An Exception to Combined Argon–Nd:YAG Laser Iridotomy Success in Angle-closure Glaucoma

Alan H. Zalta, MD; Nariman S. Boyle, MD; Alyson K. Zalta, BA

Arch Ophthalmol. 2007;125(7):883-888.

Objectives  To examine the rate of laser iridotomy failure at the University of Cincinnati Glaucoma Service, Cincinnati, Ohio, during the last 10 years and to evaluate the importance of silicone oil pupillary block glaucoma (SOPBG) as a causal factor.

Methods  We retrospectively reviewed the operative records of all 1711 eyes that underwent laser iridotomy for the treatment of pupillary block angle-closure glaucoma between January 1, 1996, and December 31, 2005. The occurrence, etiology, timing, and rate of laser iridotomy failure were assessed with SOPBG cases analyzed separately.

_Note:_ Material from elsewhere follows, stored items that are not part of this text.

Issue #20, opened 2020-09-29
Report test results


grighetto:
At the moment, we can simply tell whether the tests worked by having a succeeded workflow execution, but we should collect the results generated by cassandra-diff, Gemini and NoSQLBench and report them to the user.

* cassandra-diff results are stored in the cassandra-diff keyspace of the target cluster
* Gemini results are printed to the console in the pod it executed

┆Issue is synchronized with this [Jira Task](https://datastax-oss.atlassian.net/browse/AD-75) by [Unito](https://www.unito.io)
┆Issue Number: AD-75

grighetto:
Successfully tested on GKE. Resolving issue.

<img width="1415" alt="gke-collect-results-success" src="https://user-images.githubusercontent.com/413792/98197593-d98b1380-1f05-11eb-91ee-b73426eb9267.png">
<img width="724" alt="browse-result-files" src="https://user-images.githubusercontent.com/413792/98197610-df80f480-1f05-11eb-872d-5eb5012c9750.png">

Issue #39, opened 2020-10-27
Use a public C* image by default if git hash is not specified


grighetto:
Issue #9 introduced a way to build the C* image from the source to use it in the target cluster and made it the default behavior, but instead we should give preference to using a publicly available image from Dockerhub, if possible.

The goal of this ticket is to add some conditional in the Argo workflow that checks the `git_hash` configuration and, if not provided, skips building the image.

┆Issue is synchronized with this [Jira Task](https://datastax-oss.atlassian.net/browse/AD-89) by [Unito](https://www.unito.io)
┆Issue Number: AD-89

grighetto:
This is included in #44

PR #44, opened 2020-11-03
#20 Collect test results

grighetto:
This PR aims at collecting the test results from Gemini, cassandra-diff and NoSQLBench at a single place that can be easily exposed through a web server (nginx).

Note: GKE doesn't support ReadWriteMany access mode for volumes at the moment and that prevented us from writing the results from different nodes simultaneously. One way to overcome that limitation would be to use S3 or some other dedicated storage, but that would require more operational work. Instead, we followed this approach: https://github.com/kubernetes/examples/tree/master/staging/volumes/nfs. Having an NFS server allows for simultaneous writes while keeping things simple and self-contained. We can revisit this if it ever becomes a scaling issue.

In order to access the web page locally, run: `kubectl -n cass-operator port-forward results-server 8080:8080` then hit http://localhost:8080 and browse the result files.

┆Issue is synchronized with this [Asana task](https://app.asana.com/0/1198513180644180/1199090435845041) by [Unito](https://www.unito.io/learn-more)


helm/adelphi/templates/cassandra-clusters.yaml
```diff
@@ -77,7 +77,9 @@ spec:
           clusterName: {{ .Values.target.clusterName }}
           serverType: cassandra
           serverVersion: {{ .Values.target.version }}
+          {{- if .Values.target.commit_hash }}
```
grighetto, line 80: This is for #39

helm/adelphi/templates/workflow-adelphi.yaml
```diff
@@ -15,6 +15,7 @@ spec:
           template: registry-template
       - name: build-cassandra
         depends: "start-registry"
+        when: "{{ default false .Values.target.commit_hash }}"
```
grighetto, line 18: For #39 - if commit_hash is not specified, it will skip this step

helm/adelphi/templates/workflow-adelphi.yaml
```diff
@@ -26,6 +27,7 @@ spec:
           template: cassandra-image-template
       - name: build-cassandra-mgmt-api
         depends: "build-cassandra"
+        when: "{{ default false .Values.target.commit_hash }}"
```
grighetto, line 30: For #39 - if commit_hash is not specified, it will skip this step

helm/adelphi/templates/results-server.yaml
```diff
@@ -0,0 +1,33 @@
+apiVersion: v1
+kind: Pod
+metadata:
+  name: results-server
+  namespace: {{ .Values.namespace }}
+spec:
+  containers:
+    - name: results
+      image: nginx
```
grighetto, line 9: web server to expose the result files for inspection or download

helm/adelphi/templates/nfs-server.yaml
```diff
@@ -0,0 +1,33 @@
...
+  replicas: 1
+  selector:
+    role: nfs-server
+  template:
+    metadata:
+      labels:
+        role: nfs-server
+    spec:
+      containers:
+      - name: nfs-server
```
grighetto, line 16: this server is here to overcome the ReadWriteMany limitation in GKE, while keeping the workflow self-contained and not depending on extra operational work

helm/adelphi/templates/cassandra-clusters.yaml
absurdfarce: How does this work exactly?  If a commit hash _isn't_ specified... how do we tell what value is used for "serverImage" here?  Is it just empty?

helm/adelphi/templates/workflow-adelphi.yaml
absurdfarce, line 30: We have a single value "commit_hash" to represent both the C* tag/commit/whatever and the similar entity for the management API.  Is it valid that both C* and the mgmt API will use the same tag names... or do we need to allow users to specify distinct "commit hash" values, one for C* and one for the management API?

helm/adelphi/templates/cassandra-clusters.yaml
```diff
@@ -77,7 +77,9 @@ spec:
...
           serverImage: {{`{{inputs.parameters.registry_ip}}`}}:30000/adelphi/management-api-for-apache-cassandra
```
absurdfarce, line 81: Is this... right?  Shouldn't this be the C* image and not the management API image?

helm/adelphi/templates/nosqlbench-jobs.yaml
```diff
@@ -12,6 +12,7 @@ spec:
       image: nosqlbench/nosqlbench:latest
       args: [
         "--show-stacktraces",
+        "--report-csv-to=/results/nosqlbench-source",
```
absurdfarce, line 15: "nosqlbench-source" is... actually the CSV file itself and not a directory?  I ask only because the Gemini template explicitly did a "mkdir" before running the app.  If this is intended to be the CSV file itself then clearly making a directory is unnecessary... just wanted to understand.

Results  Analyses using the {chi}2 test demonstrated significantly higher laser iridotomy failure rates for 13 eyes with SOPBG compared with 1698 eyes with non-SOPBG for all 3 timing outcomes (immediate, 15.4% vs 0%; short term, 92.3% vs 2.5%; and long term, 38.5% vs 0.1%; all P < .0001). To achieve long-term patency, SOPBG iridotomy failures required, on average, 2.7 laser iridotomy procedures, 4.1 periocular steroid injections, and 0.7 intracameral tissue plasminogen activator injections.

Conclusions  Eyes with SOPBG require extensive resources to prevent laser iridotomy failure. In managing SOPBG, ophthalmologists should anticipate the need for additional laser treatment and use adjunctive steroids and intracameral tissue plasminogen activator to enhance long-term patency and avert invasive surgical procedures.


Author Affiliations: Department of Ophthalmology, University of Cincinnati College of Medicine (Drs A. H. Zalta and Boyle), the Cincinnati Eye Institute (Dr A. H. Zalta), Cincinnati, Ohio; and Harvard University, Cambridge, Massachusetts (Ms A. K. Zalta).